Those natives who have chosen to leave the reserve, and make a living - either through entrepreneurial endeavour, or joining the mainstream workforce, have achieved the same middle class lifestyle that I enjoy.  They worry about the same things I worry about, and whine and moan about the same things I whine and moan about. 

Many of my friends here travel back to their homes on the reserve for a visit - in much the same manner as I used to travel back to my great uncles farm.  They attend cultural events, and have formed culture based clubs in town - they have, in many cases, a much more profound and in depth understanding of their culture and history than their fellows who choose to remain on the reserve, under the thumb of the band council.
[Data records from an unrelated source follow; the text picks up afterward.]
Issue #350, opened 2018-07-31
visibility icons on manage token list is not shown


sk91:
#351

itsmeterrylin:
Closing issue as passed QA.

PR #351, opened 2018-07-31
fix(price-table): visibility buttons

sk91:
#350

### DIFF
--- a/src/renderer/react/my-crypto/containers/crypto-price-table.js
+++ b/src/renderer/react/my-crypto/containers/crypto-price-table.js
@@ -9,7 +9,8 @@ const mapStateToProps = state => {
 	return {
 		...getLocale(state),
 		...getFiatCurrency(state),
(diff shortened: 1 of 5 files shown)


src/renderer/react/my-crypto/containers/crypto-price-table.js
```diff
@@ -9,7 +9,8 @@ const mapStateToProps = state => {
 	return {
 		...getLocale(state),
 		...getFiatCurrency(state),
-		tokens: getTokens(state)
+		tokens: getTokens(state),
+		alwaysVisible: ['', '0x4cc19356f2d37338b9802aa8e8fc58b0373296e7']
```
rodrigopavezi: @sk91 what about Ethereum? Will it use the same address?

sk91: @rodrigopavezi Ethereum address is '' -> no address

PR #138, opened 2023-02-24
wrap `Store` in `Rc` prior to cloning

dicej:
Per https://github.com/fermyon/spin/pull/1200, `Store` should not have implemented `Clone` in the first place, so we wrap it in an `Rc` to avoid cloning it.

This also addresses some overdue Clippy fixes and adds Clippy and Rustfmt checks to CI.


karthik2804 (approved):
LGTM

PR #142, opened 2023-03-03
add type for KvStore to global space

### LINKED ISSUE #141: Type definitions for `KvStore`
I want to be able to write the following function:

```js
function get(kv: KvStore, id: string)...
```

However, that does not seem to be currently possible: `cannot find name KvStore`

karthik2804:
fixes #141 

This does add `KvStore` to the global namespace. One other solution would be to add it as a property under `spinSdk` and use the following to declare the type.

```js
typeof spinSdk["KvStore"]
```


radu-matei (approved):
Thanks!

LGTM

dicej (commented):
Personally, I'd prefer to stop adding non-standard things to the global namespace if possible and keep them scoped to the appropriate SDK module.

My point is that I think E.R. Campbell is generally correct.  As long as natives continue following leaders who are conservative - their lot will not improve, and the society which exists on the reserve will continue to foment radicalized, unthinking, troubled young folk.


Roy


----------



## geo (22 Aug 2007)

I witnessed an interesting social experiment a number of years ago when the Quebec Gov't did some land claims settlements for the James Bay accord... whereby the Provincial hydro authority got hold of & flooded a large part of ancestral hunditn ggrounds.

Amerindian communities got their fair share of the $$$, kept some $$$ and divvied up the rest between the families that lived on the reservation.  Some new houses, lots of new cars & trucks & apliances... then nothing.
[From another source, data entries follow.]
PR #156, opened 2023-04-01
add support for redis and postgres

karthik2804:
This PR adds support to both mysql and postgres. 

The examples currently use the plugin and types from `HEAD` until a new release is made.

### DIFF
--- a/crates/spin-js-engine/src/lib.rs
+++ b/crates/spin-js-engine/src/lib.rs
@@ -16,8 +16,8 @@ use {
         http::{Request, Response},
         http_component, key_value,
         key_value::Store,
-        outbound_http, redis,
-        redis::RedisResult,
+        mysql, outbound_http, pg,
+        redis::{self, RedisResult},
     },
     std::{
         collections::HashMap,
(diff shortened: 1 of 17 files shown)


crates/spin-js-engine/src/lib.rs
```diff
@@ -16,7 +16,10 @@ use {
         http::{Request, Response},
         http_component, key_value,
         key_value::Store,
-        outbound_http, redis,
+        mysql::{self},
```
dicej:
```suggestion
        mysql,
```

crates/spin-js-engine/src/lib.rs
```diff
@@ -16,7 +16,10 @@ use {
...
+        outbound_http,
+        pg::{self},
```
dicej:
```suggestion
        pg,
```

crates/spin-js-engine/src/lib.rs
```diff
@@ -16,7 +16,10 @@ use {
...
+        redis,
```
dicej: Could combine this line with the next one, e.g. `redis::{self, RedisResult}`

crates/spin-js-engine/src/lib.rs
```diff
@@ -696,6 +699,287 @@ fn open_kv(context: &Context, _this: &Value, args: &[Value]) -> Result<Value> {
...
+
+fn rdbms_param_deserializer(params: &Value, arg: &mut Vec<RdmsParameter>) -> Result<()> {
+    let mut props = params.properties()?;
+    while let Some(ref _x) = props.next_key()? {
+        let val = props.next_value()?;
+        if val.is_bool() {
+            let deserializer = &mut Deserializer::from(val.clone());
+            let temp = bool::deserialize(deserializer)?;
+            arg.push(RdmsParameter::Boolean(temp));
+        }
```
dicej:
```suggestion
        } else
```

crates/spin-js-engine/src/lib.rs
```diff
@@ -696,6 +699,287 @@ fn open_kv(context: &Context, _this: &Value, args: &[Value]) -> Result<Value> {
...
+            let statement = deserialize_helper(statement)?;
+            let mut arg = vec![];
+            if params.is_array() {
+                rdbms_param_deserializer(params, &mut arg)?;
+
+                mysql::execute(
+                    &address,
+                    &statement,
+                    &arg.iter()
+                        .map(|arg| match arg {
```
dicej: Can we move this `match` statement into its own function so it can be reused by `mysql_query`?

crates/spin-js-engine/src/lib.rs
```diff
@@ -696,6 +699,287 @@ fn open_kv(context: &Context, _this: &Value, args: &[Value]) -> Result<Value> {
...
+                            mysql::DbValue::Uint32(v) => context.value_from_u32(*v)?,
+                            mysql::DbValue::Uint64(v) => context.value_from_u64(*v)?,
+                            mysql::DbValue::Floating32(v) => {
+                                context.value_from_f64(v.to_owned().into())?
+                            }
+                            mysql::DbValue::Floating64(v) => context.value_from_f64(*v)?,
+                            mysql::DbValue::Str(v) => context.value_from_str(v)?,
+                            mysql::DbValue::Binary(v) => context.array_buffer_value(v)?,
+                            mysql::DbValue::DbNull => context.null_value()?,
+                            mysql::DbValue::Unsupported => context.undefined_value()?,
```
dicej: I'm thinking we should return an error here instead of using `undefined`.

crates/spin-js-engine/src/lib.rs
```diff
@@ -696,6 +699,287 @@ fn open_kv(context: &Context, _this: &Value, args: &[Value]) -> Result<Value> {
...
+            let statement = deserialize_helper(statement)?;
+            let mut arg = vec![];
+            if params.is_array() {
+                rdbms_param_deserializer(params, &mut arg)?;
+
+                pg::execute(
+                    &address,
+                    &statement,
+                    &arg.iter()
+                        .map(|arg| match arg {
```
dicej: As with `mysql_execute`, let's deduplicate the `match` statements here and in `postgres_query`.

crates/spin-js-engine/src/lib.rs
```diff
@@ -696,6 +699,287 @@ fn open_kv(context: &Context, _this: &Value, args: &[Value]) -> Result<Value> {
...
+                            pg::DbValue::Uint32(v) => context.value_from_u32(*v)?,
+                            pg::DbValue::Uint64(v) => context.value_from_u64(*v)?,
+                            pg::DbValue::Floating32(v) => {
+                                context.value_from_f64(v.to_owned().into())?
+                            }
+                            pg::DbValue::Floating64(v) => context.value_from_f64(*v)?,
+                            pg::DbValue::Str(v) => context.value_from_str(v)?,
+                            pg::DbValue::Binary(v) => context.array_buffer_value(v)?,
+                            pg::DbValue::DbNull => context.null_value()?,
+                            pg::DbValue::Unsupported => context.undefined_value()?,
```
dicej: As above, I'd like to return an error instead of using `undefined` here.

dicej (changes requested):

karthik2804:
@dicej implemented the changes in the latest push.

dicej (approved):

Inuit communities formed the Makivik Corporation to take and administer their $$$.  No individual got a cheque.  The corporation bought out and began administering businesses (eg; Air Inuit) they started up businesses that would build the houses, provide water services to the communities, provide sanitation & garbage disposal, etc.
In some communities, they hired hunters to go out & bring back fish & meat for the infirm & old people in the villages.  
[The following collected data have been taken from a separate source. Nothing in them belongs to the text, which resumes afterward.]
Issue #158, opened 2023-04-02
Top level `.d.ts` file containing all SDK types


radu-matei:
Currently, the SDK contains a mix of built-in types (such as `utils.Router`, `spinSdk`, or `ResponseBuilder`) and types that can be inspected in the TypeScript source.

This creates confusion when some types need to be explicitly imported, while other don't.

This issue asks for a type definition file that contains all the types ever used in the SDK, so all types would be imported from the type definition file.

cc @karthik2804

karthik2804:
Looking into it. Just a little bit confused on what you mean by types that can be inspected from TypeScript source.

radu-matei:
Sorry, I meant the types that can be found in the `sdk.ts` source file in this repo.

karthik2804:
All the types are defined here https://github.com/fermyon/spin-js-sdk/tree/main/types/lib in this same repo (includes spinSdk and others). I will look to make it such that the types have to be explicitly imported.

Along those lines, there is a case of pure JS users where the `spinSdk` module will still be global level without any explicit imports.

One solution is to make it such that we move away from just providing a types file and make it an actual library with an implementation that wraps the internal types into implementations of its own that can be explicitly imported (this would require a little bit of restructuring of how things are currently done). I can look to make a simple PoC

karthik2804:
As a follow-up to the previous, I believe that making just the types explicitly imported can be done by manually straightforwardly writing the types file. 

meaning both of the following will be valid and compile and execute 
```js
import { spinSdk} from "spin-sdk"
..... {
let a = spinSdk
}
```
```js
... {
//@ts-ignore
let a = spinSdk
}
```

karthik2804:
We now have a new SDK with much better type support.

PR #159, opened 2023-04-02
WIP: POC for new sdk js lib implementation

karthik2804:
This is a very work-in-progress implementation of the SDK lib. This PR attempts to replace the current `spin-sdk` package which hosts only type to a package that provides implementations as well. This allows for there to be an explicit import of types in both ts/js as per #158.

Currently, there are examples for both ts/js In 
- `examples/javascript/sdk-poc-js`
-  `examples/javascript/sdk-poc-ts`

The advantage to this is that helper functions can be added without a need for there to be a new build of the plugin along with allowing us to create explicit imports allowing for the removal of magic imports.

The one downside to this approach is that there will be slightly more work maintaining both the code that is internal to the SDK as well as this package.

There definitely needs to be a lot more of the cleanup if this is an approach we want to pursue.

Thoughts?


spin-sdk/src/modules/spinSdk.ts
```diff
@@ -0,0 +1,72 @@
...
+    }
+}
+
+
+/**
+ * Sdk module that provides access to spin features
+ */
+const spinSdk: SpinSdk = __internal__.spin_sdk
+spinSdk.utils = utils
+spinSdk.Router =  () => {
```
radu-matei, line 99: nit: could we have `Router` as a top-level import from the SDK, instead of it being namespaced as `spinSdk.Router`?

radu-matei (approved):
This is looking great, LGTM!
(post this merging we need to update the docs for the JS SDK as well)

dicej (approved):

PR #166, opened 2023-05-10
add plugin manifest generation script

karthik2804:
Adds CI to generate canary plugins and now generates the plugin release manifests as well.


dicej (approved):

.github/workflows/release.yaml
```diff
@@ -9,9 +11,32 @@ env:
   CARGO_TERM_COLOR: always
 
 jobs:
+  reset_canary_release:
```
dicej, line 14: @karthik2804 We should probably _not_ run this if we're building a release from a tag, right?  It looks like it's set up to run for both tag and `main` pushes.

.github/workflows/release.yaml
```diff
@@ -159,12 +188,24 @@ jobs:
           file: _dist/js2wasm-${{ env.RELEASE_VERSION }}-${{ env.RUNNER_OS }}-${{ matrix.config.arch }}.tar.gz
           tag: ${{ github.ref }}
 
-  checksums:
+      - name: upload binary to Github release (canary)
```
dicej, line 191: Likewise, this should be gated on `if: github.ref == 'refs/heads/main'`

.github/workflows/release.yaml
karthik2804: Yea. I need to fix it. Did not have that enabled because of testing on a different branch. Will make a follow up PR to fix it.

PR #167, opened 2023-05-12
dont produce canary artifacts on release

karthik2804:


karthik2804:
We will not need this anymore once we move to the `componentize-js` based SDK

PR #170, opened 2023-06-21
Improve build docs and add vs code settings

rylev:
This would have saved me some headache when getting set up in this project.


dicej (approved):

rylev:
Looks like something really funny is happening inside of the `quickjs_wasm_rs::Context` initialization. Seems like we're successfully creating a JS runtime but then creating the inner Context fails with a "out of bounds memory access". I can't reproduce this locally.

radu-matei (approved):

karthik2804:
@rylev I have been running into this as well. The solution seems to be to upgrade `wizer`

I can't say it was perfect but, from what I have seen, the Inuit still have their $$$ nest egg while the Amerind don't


----------



## 3rd Herd (22 Aug 2007)

Anyone remember the Rena Virk case ? I was just getting into teaching when that occurred and was in a school adjacent to the school involved. I throw this out as the case has made it's way through the system and through the media. The immediate impact in the school system was a lot of soul searching and then a mad scramble to get what ever psych demi god in to give lectures/presentations to staff or students. And yes all for a fee.

As to the issue at hand my last teaching assignment or second to last was in three schools fed by five different reserves. In one reserve the adolescent suicide rate was/is 60%(Ahousit). Our guidance counsellor who was a wonderful lady retired early after years of battling this problem. The problem, no hope. I also wound up covering for another teacher for a couple of weeks on a remote island were they bring the entire family for six weeks. The adults are put through detox and a spectrum of counselling, job skills, quality of life skills. The children brought six weeks of work, assignments etc and had a normal school day in a two room school. Try teaching k-12 all at the same time, multi tasking at its finest. Then after the school day had either individual counselling, or group counselling much of the same content as the adults. After dinner there was counselling with the families as a whole. If my memory serves me right I think they had a 93% success rate. There were students/families from across Canada. Noticeably there were several aboriginal groups absent, again referring to memory I think Six Nations. When I asked how come, the elder "Grandfather" relpied they have it together and rhymed off a dozen or so other groups that were the same. Their Band councils saw the writting on the wall and changed things. But the problem with some Band councils is the "traditional aspect" particularly on the West Coast and the "Divine Right of Kings" attitude. Potlach is an example of that. So if you cannot change things because since time began this is our heritage the resulting effect is No Hope. On the positive side of things should I get back into teaching the first place I will seek employment is going to be at a reserve school. It just got kind of hard not knowing if that homework assignment was going to be turned in on Monday morning, despite all the intervention skills we used. Just as an after thought for those in the social work field I have the contact information for the island program and references to another very successful program in the Williams Lake area.


----------



## geo (22 Aug 2007)

Hopelessness
This is what happens when you marginalize a segment of society.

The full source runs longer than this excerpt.